### [THE TASK]
Hunt for the word "wallets" across the entries below, copying each line that holds it.

### [DATA FOR THE TASK]
--*--

PR #2094, opened 2019-02-25
perform lint step before build and test steps

ognots:
run lint step after installing dependencies and saving them to cache.
gometalinter is installed by dependencies step so this step can't be any earlier

### DIFF
--- a/.circleci/config.yml
+++ b/.circleci/config.yml
@@ -200,6 +200,10 @@ jobs:
             - "/home/circleci/.cargo"
 
       - run:
+          name: Lint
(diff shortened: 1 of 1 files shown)


ognots:
Note: Installing `gometalinter` outside `deps` or `smartdeps` could make the linting occur earlier, but would require an additional step for humans, so I did not pursue this option. Feedback welcome on this decision.

ognots:
Thanks for process feedback! Will be sure to assign reviewers - I'm just not always sure are the best candidates sometimes

Issue #1693, opened 2019-01-24
Decouple the `Address` and `Wallet` commands


frrist:
### Description
Currently the `address` and `wallet` commands have overlap, i.e.:
```
USAGE
  go-filecoin wallet - Manage your filecoin wallets

  go-filecoin wallet

SUBCOMMANDS
  go-filecoin wallet addrs                 - Interact with addresses
  go-filecoin wallet balance <address>     - 
  go-filecoin wallet export <addresses>... - 
  go-filecoin wallet import <walletFile>   -
```
```
USAGE
  go-filecoin address - Interact with addresses

  go-filecoin address

SUBCOMMANDS
  go-filecoin address lookup <address> - 
  go-filecoin address ls               - 
  go-filecoin address new              -
```

This is redundant as prefixing the `address` command with `wallet` doesn't give us an additional functionality, e.g. there is no difference between calling `go-filecoin wallet addrs ls` and `go-filecoin address ls` -- it's just confusing. 

### Acceptance criteria
- Remove `addrs` subcommand from the `wallet` command s.t. the `wallet` command and `address` command have zero overlap in functionality.
- Update any affected tests.

### Where to begin
https://github.com/filecoin-project/go-filecoin/blob/master/commands/address.go#L14
https://github.com/filecoin-project/go-filecoin/blob/master/commands/address.go#L26

rosalinekarr:
Some of this work is likely going to conflict with some of my work on porcelain/plumbing. Just ping me if you start working on any of this and we can discuss specifics.

rosalinekarr:
Ok, so after reading over this again. I don't think this should conflict since most of this work will be in the `commands` directory, and the porcelain/plumbing work will be in the `api` directory. What few if any conflicts do arise from this should be manageable.

alanshaw:
I'm going to try this one!

PR #2100, opened 2019-02-25
correctly export wallet data

### LINKED ISSUE #2024: [bug] wallet export / import use the different format
when I export my wallet addr:
```sh
go-filecoin wallet export fcqhn.....
```
got
```
Address:	fcqhn.....
PrivateKey:	ceaf5e302....
Curve:		secp256k1
```

or use `--enc=json` get a json output, but
```sh
go-filecoin wallet import <walletFile> 
```
got
```
Error: invalid length, need 256 bits
```

why not wallet export / import use the same format

frrist:
### Whats this?

This PR aligns the type `go-filecoin wallet export --enc=json` returns and the type `go-filecoin wallet import` expects. 

#2024 was caused by the `export` command returning:
`{"privateKey":"xVHXgLfpcJ6kisQONRelKHA5DuY+cpIvTTK9K3utxDI=","curve":"secp256k1"}`

And the `import` command expexting:
`{"KeyInfo":[{"privateKey":"xVHXgLfpcJ6kisQONRelKHA5DuY+cpIvTTK9K3utxDI=","curve":"secp256k1"}]}`

closes #2024

### DIFF
--- a/api/address.go
+++ b/api/address.go
@@ -13,7 +13,7 @@ import (
 // Address is the interface that defines methods to manage Filecoin addresses and wallets.
 type Address interface {
 	Addrs() Addrs
-	Import(ctx context.Context, f files.Directory) ([]address.Address, error)
+	Import(ctx context.Context, f files.File) ([]address.Address, error)
 	Export(ctx context.Context, addrs []address.Address) ([]*types.KeyInfo, error)
 }
 
--- a/api/impl/address.go
+++ b/api/impl/address.go
@@ -57,12 +57,17 @@ func (api *nodeAddrs) Lookup(ctx context.Context, addr address.Address) (peer.ID
 	return id, nil
 }
 
-func (api *nodeAddress) Import(ctx context.Context, d files.Directory) ([]address.Address, error) {
+func (api *nodeAddress) Import(ctx context.Context, f files.File) ([]address.Address, error) {
 	nd := api.api.node
 
-	kinfos, err := parseKeyInfos(d)
+	kinfos, err := parseKeyInfos(f)
 	if err != nil {
 		return nil, err
+	}
+
+	// error if we fail to parse keyinfo from the provided file.
+	if len(kinfos) == 0 {
+		return nil, fmt.Errorf("no keys in wallet file")
 	}
 
 	dsb := nd.Wallet.Backends(wallet.DSBackendType)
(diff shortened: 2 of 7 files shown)


api/address.go
```diff
@@ -13,7 +13,8 @@ import (
 // Address is the interface that defines methods to manage Filecoin addresses and wallets.
 type Address interface {
```
anorth: Aside: this is a confusing name for an interface that contains multiple addresses.

api/impl/address.go
```diff
@@ -57,14 +57,19 @@ func (api *nodeAddrs) Lookup(ctx context.Context, addr address.Address) (peer.ID
...
 
-	kinfos, err := parseKeyInfos(d)
+	kinfos, err := parseKeyInfos(f)
 	if err != nil {
 		return nil, err
 	}
 
+	// error if we fail to parse keyinfo from the provided file.
+	if len(kinfos) == 0 {
+		return nil, fmt.Errorf("failed to parse keys from wallet file")
```
anorth: Be more specific "no keys in wallet file %s"

commands/address.go
```diff
@@ -142,7 +143,17 @@ var walletImportCmd = &cmds.Command{
...
 	Run: func(req *cmds.Request, re cmds.ResponseEmitter, env cmds.Environment) error {
-		addrs, err := GetAPI(env).Address().Import(req.Context, req.Files)
+		iter := req.Files.Entries()
+		if !iter.Next() {
+			return fmt.Errorf("no file given: %s", iter.Err())
+		}
+
+		fi, ok := iter.Node().(files.File)
+		if !ok {
+			return fmt.Errorf("given file was not a files.File")
```
anorth: Since this message will go to the user, perhaps avoid Go terms and say "%s is not a file"

api/impl/address.go
```diff
@@ -110,21 +115,15 @@ func (api *nodeAddress) Export(ctx context.Context, addrs []address.Address) ([]
...
-		fi, ok := iter.Node().(files.File)
-		if !ok {
-			return nil, fmt.Errorf("file passed to import was not a file")
-		}
-
-		var ki types.KeyInfo
-		if err := json.NewDecoder(fi).Decode(&ki); err != nil {
-			return nil, err
-		}
+// WalletImportResult is the structure used to hold imported wallet data.
```
anorth: Do I understand correctly that this type defines the schema expected for imported wallets? If so make that very explicit, and probably raise this higher up in the file, above the funcs.

api/address.go
frrist: Agreed, this bit is even more confusing: https://github.com/filecoin-project/go-filecoin/issues/1693.

api/impl/address.go
frrist: I will state that there are "no keys in the file", but I don't believe the interface for `go-ipfs-files` we are using has a `filename`/`string` methods, meaning I can't return the name of the file :(

frrist: Aforementioned files interface: https://ipfs.io/ipfs/QmQmhotPUzVrMEWNK3x1R5jQ5ZHWyL7tVUrmRPjrBrvyCb/go-ipfs-files/file.go

commands/address.go
frrist: Same issue as stated here: https://github.com/filecoin-project/go-filecoin/pull/2100#discussion_r260047378

api/impl/address.go
frrist: The `WalletImportResult` type and [this type](https://github.com/filecoin-project/go-filecoin/blob/master/commands/address.go#L171) are the same -- I think there should be 1 type both commands use. The type cannot live in `commands/` as that will cause an import cycle with `api/impl`. I suppose I can move it to `api/impl` and import that into `commands/`

commands/address_daemon_test.go
```diff
@@ -115,3 +117,26 @@ func TestWalletLoadFromFile(t *testing.T) {
...
 }
+
+func TestWalletExportImportRoundTrip(t *testing.T) {
+	assert := assert.New(t)
+	require := require.New(t)
+
+	d := th.NewDaemon(t).Start()
+	defer d.ShutdownSuccess()
+
+	dw := d.RunSuccess("address", "ls").ReadStdoutTrimNewlines()
```
phritz: should probably create a few addresses before calling ls. my guess is there might be ordering issues, but maybe not.

frrist: The ordering on import and export shouldn't matter, the problem was the way the exported structure was serialized to json didn't match what import expected.

PR #2103, opened 2019-02-26
Implement a priority queue for messages to be mined.

### LINKED ISSUE #1751: Order Messages by Gas Price

anorth:
Messages are ordered by decreasing gas price subject to per-address nonces strictly
increasing.

Closes #1751.

### DIFF
--- a/mining/block_generate.go
+++ b/mining/block_generate.go
@@ -6,12 +6,10 @@ package mining
 
 import (
 	"context"
-	"sort"
 	"time"
 
 	"gx/ipfs/QmVmDhyTTUcQXFD1rRQ64fGLMSAoaQvNH3hwuaCFAPq2hy/errors"
 
-	"github.com/filecoin-project/go-filecoin/address"
 	"github.com/filecoin-project/go-filecoin/proofs"
 	"github.com/filecoin-project/go-filecoin/types"
 	"github.com/filecoin-project/go-filecoin/vm"
@@ -56,9 +54,8 @@ func (w *DefaultWorker) Generate(ctx context.Context,
 	}
 
 	pending := w.messageSource.Pending()
-	messages := make([]*types.SignedMessage, len(pending))
-
-	copy(messages, SelectMessagesForBlock(pending))
+	mq := NewMessageQueue(pending)
+	messages := mq.Drain()
 
 	vms := vm.NewStorageMap(w.blockstore)
 	res, err := w.processor.ApplyMessagesAndPayRewards(ctx, stateTree, vms, messages, w.minerAddr, types.NewBlockHeight(blockHeight), ancestors)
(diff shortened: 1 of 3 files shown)


mining/mqueue.go
```diff
@@ -0,0 +1,114 @@
...
+	aq[i], aq[j] = aq[j], aq[i]
+}
+
+func (aq *queueHeap) Push(x interface{}) {
+	item := x.(nonceQueue)
+	*aq = append(*aq, item)
+}
+
+func (aq *queueHeap) Pop() interface{} {
+	old := *aq
```
acruikshank: Since you only mutate *aq on the last operation, isn't `old` uneccessary?

mining/mqueue.go
```diff
@@ -0,0 +1,114 @@
...
+)
+
+// MessageQueue is a priority queue of messages from different actors. Messages are ordered
+// by decreasing gas price, subject to the constraint that messages from a single actor are
+// always in increasing nonce order.
+// All messages for a queue are inserted at construction, after which messages may only
+// be popped.
+// Potential improvements include:
+// - deprioritising messages after a gap in nonce value, which can never be mined (see Ethereum)
+// - attempting to pack messages into a fixed gas limit (i.e. 0/1 knapsack subject to nonce ordering)
```
shannonwells: I'm unfamiliar with the "knapsack" terminology; what does this refer to?

mining/block_generate.go
```diff
@@ -56,9 +54,8 @@ func (w *DefaultWorker) Generate(ctx context.Context,
 	}
 
 	pending := w.messageSource.Pending()
-	messages := make([]*types.SignedMessage, len(pending))
-
-	copy(messages, SelectMessagesForBlock(pending))
+	mq := NewMessageQueue(pending)
+	messages := mq.Drain()
```
shannonwells: yesssss

mining/mqueue.go
```diff
@@ -0,0 +1,114 @@
...
+// A slice of messages ordered by Nonce (for a single sender).
+type nonceQueue []*types.SignedMessage
+
+// Implements heap.Interface to hold a priority queue of queues per sender.
+// Heap priority is given by the gas price of the first (lowest nonce) message for each queue.
+type queueHeap []nonceQueue
+
+func (aq queueHeap) Len() int { return len(aq) }
+
+// Len implements Heap.Interface.Less to compare items on gas price and sender address.
```
shannonwells: >Len implements . . .

Less implements?

mining/mqueue.go
```diff
@@ -0,0 +1,114 @@
...
+	bestQueue := &mq.bySender[0]
+
+	// Pop first message off that actor's queue
+	msg := (*bestQueue)[0]
+	if len(*bestQueue) == 1 {
+		// If the queue will become empty, remove it from the heap.
+		heap.Pop(&mq.bySender)
+	} else {
+		*bestQueue = (*bestQueue)[1:]
+		heap.Fix(&mq.bySender, 0)
```
shannonwells: So this first element will be garbage collected after passing the value back?  Also I'm not sure why you don't call Pop here, since it seems like this is already ordered.  Perhaps I don't understand what Fix does (still somewhat of a go newb).

mining/mqueue.go
anorth: I added a comment: https://en.wikipedia.org/wiki/Knapsack_problem

mining/mqueue.go
anorth: Thanks, I've added more comments.
The actor's queue needs to be re-ordered in the heap based on the gas price of the next message it contains. `Fix` is equivalent to but faster than `x = heap.Pop(); heap.Push(x)`.

Issue #2053, opened 2019-02-21
Add 'dag get' command for messages (or viewable somehow by hash)


whyrusleeping:
I expect to be able to run `go-filecoin dag get <Message CID>` and have it print me out the message. In addition, a nicely formatted version could be made available via `go-filecoin show message <Message CID>`

anorth:
This sounds the same as https://github.com/filecoin-project/go-filecoin/issues/1933. If not, could you please expand on the difference?

whyrusleeping:
@anorth ah, i guess this issue proposes a solution to that issue. otherwise, yes. addressing the same problem.

anorth:
Great, closing in favour of that since I'm already on it.

PR #2109, opened 2019-02-26
Add mpool show command to show an unmined message detail.

### LINKED ISSUE #1933: Add command for viewing a message in the mpool

anorth:
I emulated the output format from `block show`.

```Message Details
To:        fcqp606qfk5gwmq6ac24g4mhv3cr8zzf67vqkpulh
From:      fcq6k3r52n89c0m0nd8sm8cf27srpgephkqkrc9nj
Nonce:     102
Value:     100000
Method:    createChannel
Params:    glYAANrn4y/rt8o+bnah3odFEv661KJWQ+KXAg==
Gas price: 0
Gas limit: 300
Signature: Pzn2NWyHjcO7gc4denBVC64nBb/n7otlEmyyC2g1vHJhM3yufdVl07FmCugC4mQihu5302vxU3SPU3eBDKI5xgA=

Message Details
To:        fcq423mk77skf2tg2542ku6skje9859ecu3z7dmha
From:      fcqunwslgsaa52xuqxlxvpx4km8h2erprz9trc4l3
Nonce:     2
Value:     0
Method:
Params:
Gas price: 1000
Gas limit: 1000
Signature: U3V2tqwZfa5KxH//GdapekmG5icglvddij7S0yR20iVGWGMfbo3hpo8LVbwJcmXe9sj+jpI5bvZSzon427alGgE=
```
Params are "too hard" to decode here without more work. My understanding is that decoding them requires knowledge of the expected schema–it's not self-describing.

Closes #1933 (see also #2053).

### DIFF
--- a/commands/mpool.go
+++ b/commands/mpool.go
@@ -1,8 +1,10 @@
 package commands
 
 import (
+	"encoding/base64"
 	"fmt"
 	"io"
+	"strconv"
 
 	"gx/ipfs/QmQtQrtNioesAWtrx8csBvfY37gTe94d6wQ3VikZUjxD39/go-ipfs-cmds"
 	"gx/ipfs/QmR8BauakNcBa3RbE4nbQu76PDiJgoQgz8AJdhJuiU4TAw/go-cid"
@@ -17,8 +19,9 @@ var mpoolCmd = &cmds.Command{
 		Tagline: "Manage the message pool",
 	},
 	Subcommands: map[string]*cmds.Command{
-		"ls": mpoolLsCmd,
-		"rm": mpoolRemoveCmd,
+		"ls":   mpoolLsCmd,
+		"show": mpoolShowCmd,
+		"rm":   mpoolRemoveCmd,
 	},
 }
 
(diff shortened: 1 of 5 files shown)


commands/mpool.go
```diff
@@ -47,13 +50,58 @@ var mpoolLsCmd = &cmds.Command{
 				if err != nil {
 					return err
 				}
-				fmt.Fprintln(w, c.String()) // nolint: errcheck
+				_ = PrintString(w, c)
```
ZenGround0: 👍

commands/mpool.go
```diff
@@ -47,13 +50,58 @@ var mpoolLsCmd = &cmds.Command{
...
 		}),
 	},
 }
 
+var mpoolShowCmd = &cmds.Command{
+	Helptext: cmdkit.HelpText{
+		Tagline: "Show content of an outstanding message",
+	},
+	Arguments: []cmdkit.Argument{
+		cmdkit.StringArg("cid", true, false, "The CID of the message to delete"),
```
ZenGround0: BLOCKING: argument message looks like copypasta from the delete command

mishmosh:
@shannonwells please review?

core/message_pool.go
```diff
@@ -56,6 +56,13 @@ func (pool *MessagePool) Pending() []*types.SignedMessage {
 	return out
 }
 
+// Get retrieves a message from the pool by CID.
+func (pool *MessagePool) Get(c cid.Cid) *types.SignedMessage {
```
ZenGround0: I may be in the minority here but my opinion is that this interface would be more intuitive if it returned an error in the case that the pool does not contain the requested cid.

When called later from commands (or elsewhere) this error could then be propagated and returned to the user.

I understand the desire to use the zero value as a more concise indicator that the message isn't found, but for some reason it feels less golang-like.  One nice thing about returning an error when the message isn't found is that we can easily distinguish lack of membership from the should-never-happen bad-state situation where the message pool maps a legitimate cid to nil.

Interested to hear other opinions as I'm not sure if this is a mostly-good, mostly-bad, or neutral opinion from the standard golang style point of view.

commands/mpool.go
```diff
@@ -47,13 +50,58 @@ var mpoolLsCmd = &cmds.Command{
...
+	},
+	Run: func(req *cmds.Request, re cmds.ResponseEmitter, env cmds.Environment) error {
+		msgCid, err := cid.Parse(req.Arguments[0])
+		if err != nil {
+			return errors.Wrap(err, "invalid message cid")
+		}
+
+		msg := GetPorcelainAPI(env).MessagePoolGet(msgCid)
```
ZenGround0: BLOCKING: Even if you disagree with my comment below on `mpool:Get` returning an error this needs to emit an error in the case the message is not found.  Otherwise the encoder will panic trying to dereference the nil pointer.

core/message_pool.go
shannonwells: I would add that doing it this way breaks a convention in the code base, and so it violates the principle of least surprise.

commands/mpool.go
anorth: Eek, thanks

commands/mpool.go
anorth: Thanks for catching. I had intended to print nothing, since not finding something in the message pool is hardly within the user/caller's control. It might even be the desired outcome.

anorth:
Thanks for the reviews. I have changed `Get` to mimic map, returning a value and boolean indicating found (discussed in Slack).

It proved too hard to wrangle `cmds` to deal with a nil success value, so "not found" is explicitly handled as an error. I believe this addresses everything so I'll merge.

anorth:
I also added tests. Please don't accept new functionality without tests.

--*--

### [SOLUTION TO THE EXERCISE]
  go-filecoin wallet - Manage your filecoin wallets
 // Address is the interface that defines methods to manage Filecoin addresses and wallets.
 // Address is the interface that defines methods to manage Filecoin addresses and wallets.
anorth: Do I understand correctly that this type defines the schema expected for imported wallets? If so make that very explicit, and probably raise this higher up in the file, above the funcs.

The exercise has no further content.